Résumé du manuscrit:Cet élégant livre d’heures au format de poche fut enluminé à Tours autour des années 1480 par le Maître des camaïeux d’or Le Bigot, actif dans l’entourage du peintre Jean Bourdichon. Les seize minuscules initiales historiées en camaïeu d’or qu’il recèle font succéder au répertoire des épisodes attendus un cycle original dédié aux sept jours de la Création. L’artiste démontre une maîtrise technique hors pair en conférant aux panses des initiales un caractère évanescent particulièrement séduisant. La subtile ordonnance des lettres qui les enserrent devait inviter son commanditaire anonyme à apprécier en détail l’alliance minutieuse de l’or et des couleurs.(ada)
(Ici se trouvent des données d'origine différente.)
PR #151, opened 2020-07-07
Potential fix for Java 8 build failure

Jawnnypoo:
Using `Disposible.fromRunnable` within Firebase Test Lab causes issues that are unknown at this time. See https://stackoverflow.com/questions/62762831/no-static-method-fromrunnable-when-running-tests-in-firebase-test-lab

We can likely undo this change later on, but I wanted to run tests with this in place and see if it fixes the issue for us.

### DIFF
--- a/formula/src/main/java/io/reactivex/rxjava3/disposables/FormulaDisposableHelper.kt
+++ b/formula/src/main/java/io/reactivex/rxjava3/disposables/FormulaDisposableHelper.kt
@@ -5,7 +5,7 @@ import java.util.Objects
 /**
  * Used due to issue with [Disposable.fromRunnable], please ignore outside of the internal library.
  */
-object FormulaDisposableHelper {
+internal object FormulaDisposableHelper {
 
     /**
      * Identical to [Disposable.fromRunnable]
--- a/formula/src/main/java/io/reactivex/rxjava3/disposables/FormulaDisposableHelper.kt
+++ b/formula/src/main/java/io/reactivex/rxjava3/disposables/FormulaDisposableHelper.kt
@@ -1,0 +1,17 @@
+package io.reactivex.rxjava3.disposables
+
+import java.util.Objects
+
+/**
+ * Used due to issue with [Disposable.fromRunnable], please ignore outside of the internal library.
+ */
+object FormulaDisposableHelper {
+
+    /**
+     * Identical to [Disposable.fromRunnable]
+     */
+    fun fromRunnable(run: Runnable): Disposable {
+        Objects.requireNonNull<Runnable>(run, "run is null")
+        return RunnableDisposable(run)
+    }
+}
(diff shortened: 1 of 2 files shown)


carrotkite:
### JaCoCO Code Coverage 76.82% :white_check_mark:
|:---|:---:|:---:|:---:|
| `io/reactivex/rxjava3/disposables/FormulaDisposableHelper` | 100% | 0% | :white_check_mark: |


</p>

formula/src/main/java/io/reactivex/rxjava3/disposables/FormulaDisposableHelper.kt
```diff
@@ -0,0 +1,17 @@
+package io.reactivex.rxjava3.disposables
+
+import java.util.Objects
+
+/**
+ * Used due to issue with [Disposable.fromRunnable], please ignore outside of the internal library.
+ */
+object FormulaDisposableHelper {
```
Laimiux, line 8: internal?

Jawnnypoo: If only. We can't, since we are pretending we are a part of the RxJava 3 package.

Laimiux: Do you need to pretend, maybe move it into our package?

Jawnnypoo: Yep, we have to pretend, because `RunnableDisposable` is package private.

Laimiux: I'm curious if it's enough to replace 
```kotlin
val disposable = Disposable.fromRunnable {
} 
```
with 
```kotlin
val runnable = Runnable {} 
val disposable = Disposable.fromRunnable(runnable)
```

Jawnnypoo: Good question. I don't think so, because `Disposible.fromRunnable` is a static interface method, which was added to Java 8 and therefore is likely the cause for this incompatibility with Firebase Test Lab

formula/src/main/java/io/reactivex/rxjava3/disposables/FormulaDisposableHelper.kt
```diff
@@ -5,7 +5,7 @@ import java.util.Objects
 /**
  * Used due to issue with [Disposable.fromRunnable], please ignore outside of the internal library.
  */
-object FormulaDisposableHelper {
+internal object FormulaDisposableHelper {
```
Jawnnypoo, line 8: Oh weird... I thought this would fail since it is a different package from where it is getting called...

Genève, Bibliothèque de Genève, Comites Latentes 38
Elliot Adam, Sorbonne Université, 2018.
Titre du manuscrit: Livre d’heures à l’usage de Rome
Origine: Tours
Période: Vers 1480-1490
Support: Parchemin
Volume:
85 feuillets de parchemin précédés et suivis de quatre gardes de parchemin du XIXe siècle (f. V1-V4 et N1-N4). Contregardes de parchemin du XIXe siècle.
Format: 165 x 105 mm
Numérotation des pages: Foliation récente à la mine de plomb dans l’angle supérieur droit ; gardes non foliotées.
Composition des cahiers:
Composition irrégulière, sur la base de cahiers de quatre, six ou huit feuillets : I6+1-1 (1-6, manque avant 1), II8-1 (7-13, manque après 13), III4+1/6-1 (14-18), IV6 (19-24), V6+2-1 (25-31, bifeuillet 31-X ajouté, manque après 31), VI-VII8 (32-39, 40-47), VIII6 (48-53), IX-XII6+1/8-1 (54-60, 61-67, 68-74, 75-81), XIII4+1-1 (82-85, manque après 85).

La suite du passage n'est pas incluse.